Using Deep Speech

(Buvana R) #21

Hello, what are the training data sets that went into the model that is available at

Will you release a fully trained NN?
(kdavis) #22

LibriSpeech[1], Fisher[2,3,4,5], and Switchboard[6]

(Mirko) #23

I was wondering on execution time:

Inference took 3.607s for 1.393s audio file.

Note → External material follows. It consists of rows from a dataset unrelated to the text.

PR #56, opened 2020-06-30
Add integration tests and refactor tests a bit

FFY00:
On top of #54.


tests/test_integration.py
```diff
@@ -0,0 +1,52 @@
...
+    assert filter(_WHEEL.match, os.listdir(tmpdir))
+
+
+def test_isolation(tmpdir, test_flit_path, mocker):
+    try:
+        import flit_core  # noqa: F401
+    except:  # noqa: E722
+        pass
+    else:
+        pytest.xfail('flit_core is available')
```
merwok, line 47: simpler:

```python
with pytest.raises(ImportError):
    import flit_core
```

FFY00: I want to skip the test if `flit_core` is available, not fail.

FFY00:
I have no clue why coverage is not filtering the module on windows, I checked, the path is correct.

@pganssle do we have to run the tests as installed? Can't we just run from source in nox?

pganssle:
I just moved yesterday so I have extremely limited time / access to my computer, but I would say yes, 100% we must test as installed. We already have seen problems that we failed to catch because we weren't testing as installed.

FFY00:
>  just moved yesterday so I have extremely limited time / access to my computer

No worries.

> We already have seen problems that we failed to catch because we weren't testing as installed.

Well, sort of, but not really. The only issue we had is that the `build` module was not being included in the sdist, that wouldn't have been caught by installing the module. pip would build the with PEP517 and install the wheel, which is not broken, so everything would work as expected. And this isn't even really our issue, it's the backend's fault.

Anyway, I have spent a lot of time trying to get the coverage to work properly and I can't. It is not design with this use-case in mind. It is designed to capture coverage from modules run in-tree. The filtering functionality does not permit me to isolate the `build` module from the rest. 079264eb604315dbc4755a095cd7fa13337ffb2b almost did it, but it inexplicably fails on Windows. While the almost works, it is not a great solution.

What kind of issues are you expecting to find by running `build` from the site-packages directory instead of in-tree?

I had a quick look at other projects to see how they are doing it and it seems https://github.com/pypa/pep517, https://github.com/dateutil/dateutil and https://github.com/pypa/packaging are not installing the module for the tests.

While I agree it would be great to tests with the module installed, it just does not seem feasible in this case. I propose changing the tests to run against the module in-tree but keeping the integrations tests running with it installed. That way we solve the coverage issue but still make sure the project works when installed.

If you have a solution for the coverage issue, please let me know. I have already put in a very significant amount of time trying to make it to work, I can't keep spending time on this.

pganssle:
> Well, sort of, but not really. The only issue we had is that the `build` module was not being included in the sdist, that wouldn't have been caught by installing the module. pip would build the with PEP517 and install the wheel, which is not broken, so everything would work as expected. And this isn't even really our issue, it's the backend's fault.

I assumed that `nox` works the same way as `tox` in this regard, but that might be wrong. The way `tox` works, is that it always starts builds from an sdist, then installs from the sdist (not the package root) into each environment. If `nox` doesn't work that way, it's another reason to switch to `tox`, because `tox` always exercises the full package root → sdist → wheel → installation pathway. However, without testing against the installed module, you can have serious problems with the sdist and not notice it, since anything that doesn't actively raise an error will just be ignored.

> What kind of issues are you expecting to find by running `build` from the site-packages directory instead of in-tree?

I go into more details on this in [this blog post](https://blog.ganssle.io/articles/2019/08/test-as-installed.html), but essentially the issue is that there are significant differences from the two modes of use and the installed module is the one that we have guarantees about. The most common problem this tests against is modules failing to be installed, but there are other potential failure modes.

> I had a quick look at other projects to see how they are doing it and it seems https://github.com/pypa/pep517, https://github.com/dateutil/dateutil and https://github.com/pypa/packaging are not installing the module for the tests.

I'm kinda shocked that this is the case for `dateutil`, that's absolutely a mistake. I could have sworn that I learned the `changedir=` trick specifically to make it work properly with `dateutil`. `pep517` *is* testing as installed, because they invoke `pytest` rather than `python -m pytest` — when you invoke `pytest`, the current directory is not included in the test suite.

Here is the coverage configuration for [`backports.zoneinfo`](https://github.com/pganssle/zoneinfo/blob/4299bfd7623934acc6f27b32744b02a147912120/pyproject.toml#L8-L16), [`attrs`](https://github.com/python-attrs/attrs/blob/3e3d84216c5c7b6b451610ebbe8f5a7ed9c3209b/pyproject.toml#L6-L15) and [`pytz-deprecation-shim`](https://github.com/pganssle/pytz-deprecation-shim/blob/47bd4bdd9346cafa6c6d66817082ccce099890ad/pyproject.toml#L8-L13) and [`tox`](https://github.com/tox-dev/tox/blob/9e2cb4476c33ac93f09157d55a7ccc65e6497de4/tox.ini#L120-L141), all of which test as installed.

[This blog post by Mark R Williams](https://web.archive.org/web/20170615032800/https://enotuniq.org/) goes into some detail about how to configure coverage when running the tests from somewhere other than the directory root. I don't think it applies in this case, but it might be helpful.

If you're not willing to fix the coverage issue, I can take a look at it later, but this isn't a terribly complicated project, so I don't think there should be anything especially complicated about getting the coverage working compared to all the other projects using a `src/` layout.

.gitmodules
```diff
@@ -0,0 +1,9 @@
+[submodule "tests/integration/pip"]
```
pganssle, line 1: I highly recommend _against_ using submodules. They are a complete PITA for end users.

FFY00:
> `pep517` _is_ testing as installed, because they invoke `pytest` rather than `python -m pytest` — when you invoke `pytest`, the current directory is not included in the test suite.

I don't think that's true.

```
$ cat tests/test_origin.py
import os.path

import pep517


def test_origin():
    assert pep517.__file__ != os.path.abspath(os.path.join('pep517', '__init__.py'))
```

```
$ pytest tests/test_origin.py
============================= test session starts ==============================
platform linux -- Python 3.8.3, pytest-5.4.3, py-1.9.0, pluggy-0.13.1
rootdir: /home/anubis/git/pep517, inifile: pytest.ini
plugins: twisted-1.12, lazy-fixture-0.6.3, mock-2.0.0, cov-2.10.0, asyncio-0.14.0, hypothesis-5.19.0, flake8-1.0.6
collected 2 items

tests/test_origin.py FF                                                  [100%]

=================================== FAILURES ===================================
_________________________________ FLAKE8-check _________________________________
/home/anubis/git/pep517/tests/test_origin.py:7:80: E501 line too long (84 > 79 characters)

------------------------------ Captured log call -------------------------------
WARNING  flake8.options.manager:manager.py:207 option --max-complexity: please update from optparse string `type=` to argparse callable `type=` -- this will be an error in the future
WARNING  flake8.options.manager:manager.py:207 option --min-python-version: please update from optparse string `type=` to argparse callable `type=` -- this will be an error in the future
_________________________________ test_origin __________________________________

    def test_origin():
>       assert pep517.__file__ != os.path.abspath(os.path.join('pep517', '__init__.py'))
E       AssertionError: assert '/home/anubis/git/pep517/pep517/__init__.py' != '/home/anubis/git/pep517/pep517/__init__.py'
E        +  where '/home/anubis/git/pep517/pep517/__init__.py' = pep517.__file__
E        +  and   '/home/anubis/git/pep517/pep517/__init__.py' = <function abspath at 0x7f9cd43a4ca0>('pep517/__init__.py')
E        +    where <function abspath at 0x7f9cd43a4ca0> = <module 'posixpath' from '/usr/lib/python3.8/posixpath.py'>.abspath
E        +      where <module 'posixpath' from '/usr/lib/python3.8/posixpath.py'> = os.path
E        +    and   'pep517/__init__.py' = <function join at 0x7f9cd43a45e0>('pep517', '__init__.py')
E        +      where <function join at 0x7f9cd43a45e0> = <module 'posixpath' from '/usr/lib/python3.8/posixpath.py'>.join
E        +        where <module 'posixpath' from '/usr/lib/python3.8/posixpath.py'> = os.path

tests/test_origin.py:7: AssertionError
=========================== short test summary info ============================
FAILED tests/test_origin.py::FLAKE8
FAILED tests/test_origin.py::test_origin - AssertionError: assert '/home/anub...
============================== 2 failed in 0.22s ===============================
```

```
$ python -m pytest tests/test_origin.py
============================= test session starts ==============================
platform linux -- Python 3.8.3, pytest-5.4.3, py-1.9.0, pluggy-0.13.1
rootdir: /home/anubis/git/pep517, inifile: pytest.ini
plugins: twisted-1.12, lazy-fixture-0.6.3, mock-2.0.0, cov-2.10.0, asyncio-0.14.0, hypothesis-5.19.0, flake8-1.0.6
collected 2 items

tests/test_origin.py FF                                                  [100%]

=================================== FAILURES ===================================
_________________________________ FLAKE8-check _________________________________
/home/anubis/git/pep517/tests/test_origin.py:7:80: E501 line too long (84 > 79 characters)

------------------------------ Captured log call -------------------------------
WARNING  flake8.options.manager:manager.py:207 option --max-complexity: please update from optparse string `type=` to argparse callable `type=` -- this will be an error in the future
WARNING  flake8.options.manager:manager.py:207 option --min-python-version: please update from optparse string `type=` to argparse callable `type=` -- this will be an error in the future
_________________________________ test_origin __________________________________

    def test_origin():
>       assert pep517.__file__ != os.path.abspath(os.path.join('pep517', '__init__.py'))
E       AssertionError: assert '/home/anubis/git/pep517/pep517/__init__.py' != '/home/anubis/git/pep517/pep517/__init__.py'
E        +  where '/home/anubis/git/pep517/pep517/__init__.py' = pep517.__file__
E        +  and   '/home/anubis/git/pep517/pep517/__init__.py' = <function abspath at 0x7f16c9f4aca0>('pep517/__init__.py')
E        +    where <function abspath at 0x7f16c9f4aca0> = <module 'posixpath' from '/usr/lib/python3.8/posixpath.py'>.abspath
E        +      where <module 'posixpath' from '/usr/lib/python3.8/posixpath.py'> = os.path
E        +    and   'pep517/__init__.py' = <function join at 0x7f16c9f4a5e0>('pep517', '__init__.py')
E        +      where <function join at 0x7f16c9f4a5e0> = <module 'posixpath' from '/usr/lib/python3.8/posixpath.py'>.join
E        +        where <module 'posixpath' from '/usr/lib/python3.8/posixpath.py'> = os.path

tests/test_origin.py:7: AssertionError
=========================== short test summary info ============================
FAILED tests/test_origin.py::FLAKE8
FAILED tests/test_origin.py::test_origin - AssertionError: assert '/home/anub...
============================== 2 failed in 0.16s ===============================
```

And running tox confirms pep517 is indeed being tested from source:
```
$ tox -e py38
py38 installed: attrs==19.3.0,flake8==3.8.3,mccabe==0.6.1,mock==4.0.2,more-itertools==8.4.0,packaging==20.4,pluggy==0.13.1,py==1.9.0,pycodestyle==2.6.0,pyflakes==2.2.0,pyparsing==2.4.7,pytest==5.4.3,pytest-flake8==1.0.6,six==1.15.0,testpath==0.4.4,toml==0.10.1,wcwidth==0.2.5
py38 run-test-pre: PYTHONHASHSEED='3270814318'
py38 run-test: commands[0] | pytest
============================= test session starts ==============================
platform linux -- Python 3.8.3, pytest-5.4.3, py-1.9.0, pluggy-0.13.1
cachedir: .tox/py38/.pytest_cache
rootdir: /home/anubis/git/pep517, inifile: pytest.ini
plugins: flake8-1.0.6
collected 48 items

pep517/__init__.py s                                                     [  2%]
pep517/_in_process.py s                                                  [  4%]
pep517/build.py s                                                        [  6%]
pep517/check.py s                                                        [  8%]
pep517/colorlog.py s                                                     [ 10%]
pep517/compat.py s                                                       [ 12%]
pep517/dirtools.py s                                                     [ 14%]
pep517/envbuild.py s                                                     [ 16%]
pep517/meta.py s                                                         [ 18%]
pep517/wrappers.py s                                                     [ 20%]
tests/__init__.py s                                                      [ 22%]
tests/test_build.py s...                                                 [ 31%]
tests/test_call_hooks.py s.........                                      [ 52%]
tests/test_envbuild.py s..                                               [ 58%]
tests/test_hook_fallbacks.py s....                                       [ 68%]
tests/test_inplace_hooks.py s...                                         [ 77%]
tests/test_meta.py s...                                                  [ 85%]
tests/test_origin.py FF                                                  [ 89%]
tests/samples/buildsys_pkgs/buildsys.py s                                [ 91%]
tests/samples/buildsys_pkgs/buildsys_minimal.py s                        [ 93%]
tests/samples/pkg1/pkg1.py s                                             [ 95%]
tests/samples/pkg2/pkg2.py s                                             [ 97%]
tests/samples/pkg_intree/backend/intree_backend.py s                     [100%]

=================================== FAILURES ===================================
_________________________________ FLAKE8-check _________________________________
/home/anubis/git/pep517/tests/test_origin.py:7:80: E501 line too long (84 > 79 characters)

------------------------------ Captured log call -------------------------------
WARNING  flake8.options.manager:manager.py:207 option --max-complexity: please update from optparse string `type=` to argparse callable `type=` -- this will be an error in the future
_________________________________ test_origin __________________________________

    def test_origin():
>       assert pep517.__file__ != os.path.abspath(os.path.join('pep517', '__init__.py'))
E       AssertionError: assert '/home/anubis/git/pep517/pep517/__init__.py' != '/home/anubis/git/pep517/pep517/__init__.py'
E        +  where '/home/anubis/git/pep517/pep517/__init__.py' = pep517.__file__
E        +  and   '/home/anubis/git/pep517/pep517/__init__.py' = <function abspath at 0x7f44b9dc9c10>('pep517/__init__.py')
E        +    where <function abspath at 0x7f44b9dc9c10> = <module 'posixpath' from '/usr/lib/python3.8/posixpath.py'>.abspath
E        +      where <module 'posixpath' from '/usr/lib/python3.8/posixpath.py'> = os.path
E        +    and   'pep517/__init__.py' = <function join at 0x7f44b9dc9550>('pep517', '__init__.py')
E        +      where <function join at 0x7f44b9dc9550> = <module 'posixpath' from '/usr/lib/python3.8/posixpath.py'>.join
E        +        where <module 'posixpath' from '/usr/lib/python3.8/posixpath.py'> = os.path

tests/test_origin.py:7: AssertionError
=========================== short test summary info ============================
FAILED tests/test_origin.py::FLAKE8
FAILED tests/test_origin.py::test_origin - AssertionError: assert '/home/anub...
=================== 2 failed, 24 passed, 22 skipped in 5.74s ===================
ERROR: InvocationError for command /home/anubis/git/pep517/.tox/py38/bin/pytest (exited with code 1)
___________________________________ summary ____________________________________
ERROR:   py38: commands failed
```

Anyway, after another debugging session, I managed to get it to work. The configuration is derived from attrs.

They have the following:
```
[coverage:run]
source = attr

[coverage:paths]
source =
    src
    .tox/*/site-packages
```

So I tried
```
[coverage:run]
source = build

[coverage:paths]
source =
    src
    .nox/*/site-packages
```
But that doesn't work, coverage does not find anything. I am not sure what kind of filter weirdness is happening here.

If I remove the run source and just leave
```
[coverage:paths]
source =
    src
    .nox/*/site-packages
```
it works...

As that also includes the `tests` directory, I added an `omit` entry. Our final configuration:
```
[coverage:run]
omit =
    tests/*
    tests\*

[coverage:paths]
source =
    src
    */site-packages
    *\site-packages
```

The PR is finally ready for review, uff...

.gitmodules
FFY00: I agree, but this should only affect people wanting to run the tests, I would not consider them users. Cloning each repo during the tests is wasteful, depending on how you do it, and potentially error prune. If we don't want to throw the cloned directories away, it is very difficult to manage it a thread safe manner. Running tests in parallel, either in pytest, tox or nox, would cause issues. I think using submodules would be reasonable here, but I understand if you don't agree.

I can add a check in the tests with message with command to clone submodules. What do you think?

FFY00:
@pganssle sorry to bother, could you please review?

.gitmodules
gaborbernat: > Cloning each repo during the tests is wasteful, depending on how you do it, and potentially error prune.

I personally would prefer doing a shallow copy, .tar.gz download of master branch instead of this. I think that would be more robust. I'd personally would hide it behind a pytest marker, that could be disabled by Linux distributions when validating the package, or they could inject the source package via an environment variable. Submodules are going to be a PITA to maintain.

setup.cfg
```diff
@@ -49,6 +49,9 @@ test =
 [options.packages.find]
 where = src
 
+[tool:pytest]
+norecursedirs = tests/integration/*
```
gaborbernat, line 53: If you'd download these into a tempdir on test run you would not need this 🤔

setup.cfg
```diff
@@ -63,3 +66,14 @@ lines_between_types = 1
 lines_after_imports = 2
 known_first_party = build
 known_third_party = nox,pallets_sphinx_themes,pep517,pytest,setuptools,toml
+
+[coverage:run]
+omit =
```
gaborbernat, line 71: Why do we need to omit tests? I think we do care that test have good coverage. To ensure that we don't have tests that do nothing.

src/build/env.py
```diff
@@ -11,6 +11,10 @@
     from typing import Dict, Optional, Iterable, Type
 
 
+if sys.version_info[0] == 2:  # pragma: no cover
+    FileExistsError = OSError
```
gaborbernat, line 15: This is kinda suprising way to handle this, though I suppose is correct 👍

src/build/env.py
```diff
@@ -38,6 +42,24 @@ def _restore_env(self):  # type: () -> None
...
+        if prefix and path and path.startswith(prefix):
+            new_path = os.path.join(self._path, path[len(prefix + os.pathsep):])
+            if not os.path.exists(new_path):
+                try:
+                    os.makedirs(os.path.dirname(new_path))
+                except FileExistsError:
+                    pass
+                if os.name == 'nt':
+                    import shutil
+                    shutil.copytree(path, new_path)
```
gaborbernat, line 59: Windows does support symlinks for a while now https://blogs.windows.com/windowsdeveloper/2016/12/02/symlinks-windows-10/ 🤔 This is kinda presemptious it does not. Here's what virtualenv does https://github.com/pypa/virtualenv/blob/master/src/virtualenv/info.py#L32-L51 to check for this.

src/build/env.py
```diff
@@ -38,6 +42,24 @@ def _restore_env(self):  # type: () -> None
...
+    def _symlink_relative(self, path):  # type: (Optional[str]) -> None
+        if not path:  # pragma: no cover
+            return
+
+        prefix = sysconfig.get_config_var('prefix')
+        if prefix and path and path.startswith(prefix):
+            new_path = os.path.join(self._path, path[len(prefix + os.pathsep):])
+            if not os.path.exists(new_path):
+                try:
+                    os.makedirs(os.path.dirname(new_path))
```
gaborbernat, line 54: Why not just use exists_ok flag here?

gaborbernat: Could you need here ``parents=True``?

tests/conftest.py
```diff
@@ -1,42 +1,83 @@
...
+    parser.addoption('--run-integration', action='store_true', help='run the integration tests')
+    parser.addoption('--only-integration', action='store_true', help='only run the integration tests')
+
+
+def pytest_collection_modifyitems(config, items):
+    skip_int = pytest.mark.skip(reason='integration tests not run')
+    skip_other = pytest.mark.skip(reason='only integration tests are run')
+
+    for item in items:
+        if os.path.basename(item.location[0]) == 'test_integration.py':
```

Is this normal exec time, since I have seen some examples online that 30s was needed for 28sec of audio file.
Also I know few examples where usual time is half of duration of audio.
I haven’t tried GPU powered deepspeech since my hardware+OS is in fight with Nvidia atm.


(kdavis) #24

Unfortunately, as to whether this is “normal” is all hardware dependent.

(Mirko) #25

Thanks for reply :slightly_smiling_face:
So if I prepare a more powerful GPU box, I should expect much better results.
The only reason is that some of the proprietary software brag about 1/0.5 ratio of duration/transcription …

(kdavis) #26

A 1/0.5 ratio should be achievable on a GeForce GTX 1070 or above for clips a few sec long.

(Mirko) #27

Great, thanks for info kdavis :slight_smile:

(Shriya485) #28

How i can use the pre trained model?

(kdavis) #29

The README of the current v.0.1.1 release describes usage.

(David Radio) #30

Hi! I got same error, did yu fixed it?

(David Radio) #31

anybody can fix? :roll_eyes::roll_eyes::roll_eyes::frowning:

(Lissyx) #32

Please avoid hijacking threads, properly document your error and your setup, otherwise, nobody can help you.

(rinin_farina) #33

based on snapshot by @yesterdays, python 2.7.5 is used. use python 3.5 instead. i am using python 3.5 and it worked fine.